── DATASET CONTENT

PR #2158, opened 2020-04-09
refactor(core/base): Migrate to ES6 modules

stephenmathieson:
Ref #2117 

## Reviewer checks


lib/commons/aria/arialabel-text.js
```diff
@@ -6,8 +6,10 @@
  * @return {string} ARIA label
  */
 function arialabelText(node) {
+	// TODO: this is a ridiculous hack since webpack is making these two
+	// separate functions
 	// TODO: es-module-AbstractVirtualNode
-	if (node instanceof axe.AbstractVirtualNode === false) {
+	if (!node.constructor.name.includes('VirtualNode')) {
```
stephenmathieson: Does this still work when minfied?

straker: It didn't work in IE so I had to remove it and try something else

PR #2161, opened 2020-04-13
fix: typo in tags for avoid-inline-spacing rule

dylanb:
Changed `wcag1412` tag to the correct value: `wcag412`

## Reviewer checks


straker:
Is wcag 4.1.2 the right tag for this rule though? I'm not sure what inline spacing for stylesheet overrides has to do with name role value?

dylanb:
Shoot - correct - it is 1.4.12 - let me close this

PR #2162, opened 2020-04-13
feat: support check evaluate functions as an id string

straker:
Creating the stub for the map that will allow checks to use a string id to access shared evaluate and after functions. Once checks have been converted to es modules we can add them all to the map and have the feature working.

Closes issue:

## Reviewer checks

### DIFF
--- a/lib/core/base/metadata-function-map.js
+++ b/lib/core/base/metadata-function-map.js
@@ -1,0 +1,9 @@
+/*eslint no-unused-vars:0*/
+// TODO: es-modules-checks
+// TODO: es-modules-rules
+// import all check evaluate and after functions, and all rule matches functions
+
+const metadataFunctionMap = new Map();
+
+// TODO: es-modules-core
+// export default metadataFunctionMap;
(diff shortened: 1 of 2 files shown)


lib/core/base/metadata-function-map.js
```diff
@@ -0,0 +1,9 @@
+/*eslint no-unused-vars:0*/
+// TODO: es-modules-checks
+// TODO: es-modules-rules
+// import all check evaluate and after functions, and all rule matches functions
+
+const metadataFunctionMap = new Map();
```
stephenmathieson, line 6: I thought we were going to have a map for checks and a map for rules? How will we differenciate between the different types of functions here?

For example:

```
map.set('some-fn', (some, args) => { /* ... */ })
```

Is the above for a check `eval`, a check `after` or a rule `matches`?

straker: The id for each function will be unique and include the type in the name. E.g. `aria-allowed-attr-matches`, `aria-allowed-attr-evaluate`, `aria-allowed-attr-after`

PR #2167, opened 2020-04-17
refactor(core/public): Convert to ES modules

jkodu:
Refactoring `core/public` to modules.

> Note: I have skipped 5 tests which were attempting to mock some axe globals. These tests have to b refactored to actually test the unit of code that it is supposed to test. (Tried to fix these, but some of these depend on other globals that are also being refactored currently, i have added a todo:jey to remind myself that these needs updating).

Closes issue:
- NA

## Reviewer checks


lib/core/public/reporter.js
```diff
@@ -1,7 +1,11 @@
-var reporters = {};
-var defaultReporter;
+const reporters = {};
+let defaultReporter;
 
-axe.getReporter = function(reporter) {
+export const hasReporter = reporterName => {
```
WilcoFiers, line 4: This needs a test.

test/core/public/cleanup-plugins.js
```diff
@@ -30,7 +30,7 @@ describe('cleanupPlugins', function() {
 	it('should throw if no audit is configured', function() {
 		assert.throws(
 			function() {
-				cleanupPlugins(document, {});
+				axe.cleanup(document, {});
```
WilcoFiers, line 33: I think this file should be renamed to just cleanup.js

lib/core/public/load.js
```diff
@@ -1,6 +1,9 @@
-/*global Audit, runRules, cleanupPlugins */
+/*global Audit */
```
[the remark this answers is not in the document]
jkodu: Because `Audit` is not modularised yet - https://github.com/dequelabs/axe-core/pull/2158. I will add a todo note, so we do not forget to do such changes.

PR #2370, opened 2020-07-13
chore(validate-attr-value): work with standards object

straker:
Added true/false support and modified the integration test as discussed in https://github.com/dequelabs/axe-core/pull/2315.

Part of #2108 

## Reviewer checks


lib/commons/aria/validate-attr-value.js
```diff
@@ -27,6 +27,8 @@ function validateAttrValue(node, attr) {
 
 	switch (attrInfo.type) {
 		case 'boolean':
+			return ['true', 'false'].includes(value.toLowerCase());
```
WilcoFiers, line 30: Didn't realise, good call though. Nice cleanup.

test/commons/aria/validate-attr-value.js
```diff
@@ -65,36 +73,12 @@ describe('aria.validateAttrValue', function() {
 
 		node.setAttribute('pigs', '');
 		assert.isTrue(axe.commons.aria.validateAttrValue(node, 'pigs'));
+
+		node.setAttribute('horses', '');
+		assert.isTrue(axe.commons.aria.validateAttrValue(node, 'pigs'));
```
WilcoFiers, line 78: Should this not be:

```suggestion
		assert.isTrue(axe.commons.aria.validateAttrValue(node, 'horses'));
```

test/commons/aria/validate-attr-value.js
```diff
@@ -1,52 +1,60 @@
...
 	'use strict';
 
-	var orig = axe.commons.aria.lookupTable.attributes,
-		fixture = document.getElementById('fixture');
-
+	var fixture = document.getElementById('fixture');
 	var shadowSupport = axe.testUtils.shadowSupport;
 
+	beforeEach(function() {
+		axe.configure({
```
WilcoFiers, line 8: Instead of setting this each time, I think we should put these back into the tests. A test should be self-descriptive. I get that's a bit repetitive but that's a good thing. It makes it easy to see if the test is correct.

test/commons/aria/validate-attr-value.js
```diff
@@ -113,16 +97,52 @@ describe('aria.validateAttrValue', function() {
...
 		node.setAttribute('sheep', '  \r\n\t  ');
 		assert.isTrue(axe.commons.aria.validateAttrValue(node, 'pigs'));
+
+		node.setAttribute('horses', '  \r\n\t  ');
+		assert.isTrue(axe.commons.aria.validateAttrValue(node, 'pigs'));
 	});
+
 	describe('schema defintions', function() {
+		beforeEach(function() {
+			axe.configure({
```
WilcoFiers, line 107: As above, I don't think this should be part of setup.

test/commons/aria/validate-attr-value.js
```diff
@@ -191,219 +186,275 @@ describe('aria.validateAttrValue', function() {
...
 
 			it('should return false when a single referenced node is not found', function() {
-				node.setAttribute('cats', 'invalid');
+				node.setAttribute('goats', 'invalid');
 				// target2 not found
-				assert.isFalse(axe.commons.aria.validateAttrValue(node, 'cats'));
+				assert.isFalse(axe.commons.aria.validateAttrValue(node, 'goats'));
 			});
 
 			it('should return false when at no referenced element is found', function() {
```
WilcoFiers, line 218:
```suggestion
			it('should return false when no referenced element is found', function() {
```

────

» WHAT YOU ARE ASKED TO DO: Reply with a lone number, the count of lines in the data that include the string "opened".

» EXERCISE RESPONSE: 5